Finally my dad gave it up. He is sick of laptops small screen & touch pad…so he wanted a desktop now with a big screen…so another E228WFP is in the house. Finally now I would get rid of my 19” Samsung 940BW…



*img152.imageshack.us/img152/9581/42nov07td2.th.jpg 
  Details regarding purchase…                                                                                                                             Bought it from DELL India for Rs 15460/- inc.  TAX & DELIVERY with 5 YRS WARRANTY. Cash sent on 7 nov by credit card & Received delivery on19 nov.
  I got this discount as I’m a previous DELL customer i.e. I also bought one E228WFP   back in July 07 for myself for 19k with 3 yrs warranty.  
  This monitor is a A02 revision whereas the other one (July 07) is A01. I cant find any difference between them till now..


----------



## ranjan2001 (Mar 18, 2008)

Just received this mailer from dell, the prices have reduced further though this is limited time offer.
*img175.imageshack.us/img175/8236/dellrv8.jpg*img175.imageshack.us/img175/8236/dellrv8.th.jpg


----------



## ashu_dps (Mar 20, 2008)

Hey Vivek

Have u used tata sky with this monitor ?

I want to buy this for my tata sky but i want inputs from someone who has used it.


----------



## vivekbabbudelhi (Mar 20, 2008)

ashu_dps said:


> Hey Vivek
> 
> Have u used tata sky with this monitor ?
> 
> I want to buy this for my tata sky but i want inputs from someone who has used it.

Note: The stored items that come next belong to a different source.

PR #153, opened 2019-06-03
Added modes switching and work logs editing functionality

domiin50:


src/App.js
```diff
@@ -67,16 +67,21 @@ const App = ({ mode, dialog, isAnotherDay, createPoint }: Props) => (
...
+      <div onClick={handleClick}>
+        <div
+          className={classNames({ 'dark-overlay': mode === MODES.LOGGING })}
+        />
+        <Timeline />
+        <div style={{ display: 'flex', height: 'calc(100vh - 265px)' }}>
+          <div style={{ flex: 1 }}>
+            <WorkLogs />
+            <Shortcuts />
+            {/*<div style={{ marginBottom: '56px' }}>
```
mikx98: Remove it, we will never use it again :)

src/tracker/Logger/index.js
```diff
@@ -61,25 +78,58 @@ const Logger = ({
...
+      selection,
       createPoint,
+      editDescription,
+      editTime,
+      clearSelection,
       setInputOverride
     }) => () => {
+      if (mode !== MODES.LOGGING) {
+        editDescription(description)
+        if (selection.length === 1) editTime(time)
```
mikx98: So we stopped supporting the change of time of multiple?

src/tracker/utils.js
```diff
@@ -2,14 +2,15 @@
 import moment from 'moment'
 
 export type Time = { hours: number, minutes: number }
+export type Override = { description: string, time: Date }
```
mikx98: PropsOverride, Override is way too generic for a name

src/tracker/Logger/index.js
mikx98: Also, what about trying to change the time of multiple - will I reset the description of each one to the description of the first one?

src/App.js
domiin50: It is done in one of the next commits :)

src/tracker/Logger/index.js
domiin50: I had a meeting with Milan and we agree together that it should not be able to change the time of multiple points to be the same. It does not make any sense.

domiin50: Probably it would be better to disable the time input when selected multiple work logs. This will prevent the case you are talking about.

yeah with compro videomate tv gold plus 2

after a hell of a pain with color adjustments with nvidia control panel  i was able to get decent color i.e according to my tastes..

picture quality is quite decent somewhat like cheppo lcd tv's but i would prefer it over 29" CRT TV ANYDAY,but if u are expecting it to be a replacement for a bravia or R8 then u are grossly mistaken..


----------



## iChaitanya (Apr 4, 2008)

According to *tinyurl.com/3xhayx (That's the Dell website; Tinyurl is used as the original url is a bit long) the current price of Dell E228WFP 22" WideScreen Flat Panel Monitor is Rs. 13,162. Does this include taxes and shipping?

Btw, thanks for this nice review!


----------



## vivekbabbudelhi (Apr 4, 2008)

Chaitanya said:


> According to *tinyurl.com/3xhayx (That's the Dell website; Tinyurl is used as the original url is a bit long) the current price of Dell E228WFP 22" WideScreen Flat Panel Monitor is Rs. 13,162. Does this include taxes and shipping?
> 
> Btw, thanks for this nice review!



no that does not include tax..

but anyways if u are good at bargaining then u can get that E228WFP for 14k inc. of all with 5yrs warranty directly from dell...


----------



## iChaitanya (Apr 4, 2008)

^^ The total price (including all the taxes and shipping) is Rs. 14,980. A 3 year warranty is also provided.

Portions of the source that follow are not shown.